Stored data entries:
********

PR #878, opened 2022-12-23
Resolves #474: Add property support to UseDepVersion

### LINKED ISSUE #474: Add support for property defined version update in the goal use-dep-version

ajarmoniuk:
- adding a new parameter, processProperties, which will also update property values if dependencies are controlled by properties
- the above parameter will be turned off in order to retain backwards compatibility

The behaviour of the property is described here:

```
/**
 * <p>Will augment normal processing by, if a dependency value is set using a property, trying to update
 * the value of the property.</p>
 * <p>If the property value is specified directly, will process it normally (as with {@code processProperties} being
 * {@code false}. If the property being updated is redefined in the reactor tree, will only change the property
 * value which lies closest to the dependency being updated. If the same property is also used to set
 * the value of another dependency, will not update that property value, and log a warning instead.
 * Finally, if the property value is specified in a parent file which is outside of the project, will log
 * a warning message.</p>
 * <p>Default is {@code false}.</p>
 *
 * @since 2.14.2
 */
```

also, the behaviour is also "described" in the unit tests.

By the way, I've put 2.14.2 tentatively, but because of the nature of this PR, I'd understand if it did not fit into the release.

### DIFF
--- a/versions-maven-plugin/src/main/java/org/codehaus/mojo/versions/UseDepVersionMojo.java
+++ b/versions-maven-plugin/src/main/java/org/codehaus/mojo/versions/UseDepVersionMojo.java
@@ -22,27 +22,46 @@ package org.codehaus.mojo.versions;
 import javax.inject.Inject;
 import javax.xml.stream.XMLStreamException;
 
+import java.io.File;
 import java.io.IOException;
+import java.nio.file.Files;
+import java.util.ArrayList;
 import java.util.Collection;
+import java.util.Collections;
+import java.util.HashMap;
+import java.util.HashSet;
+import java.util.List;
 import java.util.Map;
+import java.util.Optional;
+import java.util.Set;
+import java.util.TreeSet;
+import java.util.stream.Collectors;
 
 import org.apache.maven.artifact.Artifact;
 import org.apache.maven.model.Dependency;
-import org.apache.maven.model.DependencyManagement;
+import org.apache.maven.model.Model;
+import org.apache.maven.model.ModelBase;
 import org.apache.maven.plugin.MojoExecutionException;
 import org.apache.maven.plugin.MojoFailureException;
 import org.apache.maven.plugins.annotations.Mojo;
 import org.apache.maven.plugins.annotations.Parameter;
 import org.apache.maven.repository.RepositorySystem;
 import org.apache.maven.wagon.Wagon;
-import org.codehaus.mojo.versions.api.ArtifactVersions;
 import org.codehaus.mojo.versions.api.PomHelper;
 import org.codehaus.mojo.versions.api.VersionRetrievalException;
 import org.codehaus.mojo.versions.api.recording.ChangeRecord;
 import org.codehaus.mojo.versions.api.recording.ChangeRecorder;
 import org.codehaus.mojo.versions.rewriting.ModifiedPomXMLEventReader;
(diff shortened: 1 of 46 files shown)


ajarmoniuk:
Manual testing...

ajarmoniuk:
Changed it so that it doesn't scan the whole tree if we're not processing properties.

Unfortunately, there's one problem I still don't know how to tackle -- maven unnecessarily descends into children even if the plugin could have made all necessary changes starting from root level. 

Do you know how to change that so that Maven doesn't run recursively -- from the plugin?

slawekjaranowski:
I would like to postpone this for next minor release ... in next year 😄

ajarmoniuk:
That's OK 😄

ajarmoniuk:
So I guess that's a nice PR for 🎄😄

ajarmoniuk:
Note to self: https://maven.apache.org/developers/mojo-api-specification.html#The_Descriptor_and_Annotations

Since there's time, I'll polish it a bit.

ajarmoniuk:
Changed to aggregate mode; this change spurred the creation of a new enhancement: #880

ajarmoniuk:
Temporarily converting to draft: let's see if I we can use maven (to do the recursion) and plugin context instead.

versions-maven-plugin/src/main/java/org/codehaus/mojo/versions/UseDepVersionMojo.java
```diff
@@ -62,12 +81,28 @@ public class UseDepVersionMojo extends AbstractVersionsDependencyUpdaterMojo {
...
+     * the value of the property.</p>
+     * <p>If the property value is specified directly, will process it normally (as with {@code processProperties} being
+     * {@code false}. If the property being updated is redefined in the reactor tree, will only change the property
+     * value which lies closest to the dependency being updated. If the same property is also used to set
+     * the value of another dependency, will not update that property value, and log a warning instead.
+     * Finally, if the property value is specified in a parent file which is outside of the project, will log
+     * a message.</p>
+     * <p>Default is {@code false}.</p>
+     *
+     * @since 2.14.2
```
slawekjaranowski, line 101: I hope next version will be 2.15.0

********

▶ [Problem requirements]
If a line in the records holds the string "support", copy it.

▶ [Task solution]
Resolves #474: Add property support to UseDepVersion
### LINKED ISSUE #474: Add support for property defined version update in the goal use-dep-version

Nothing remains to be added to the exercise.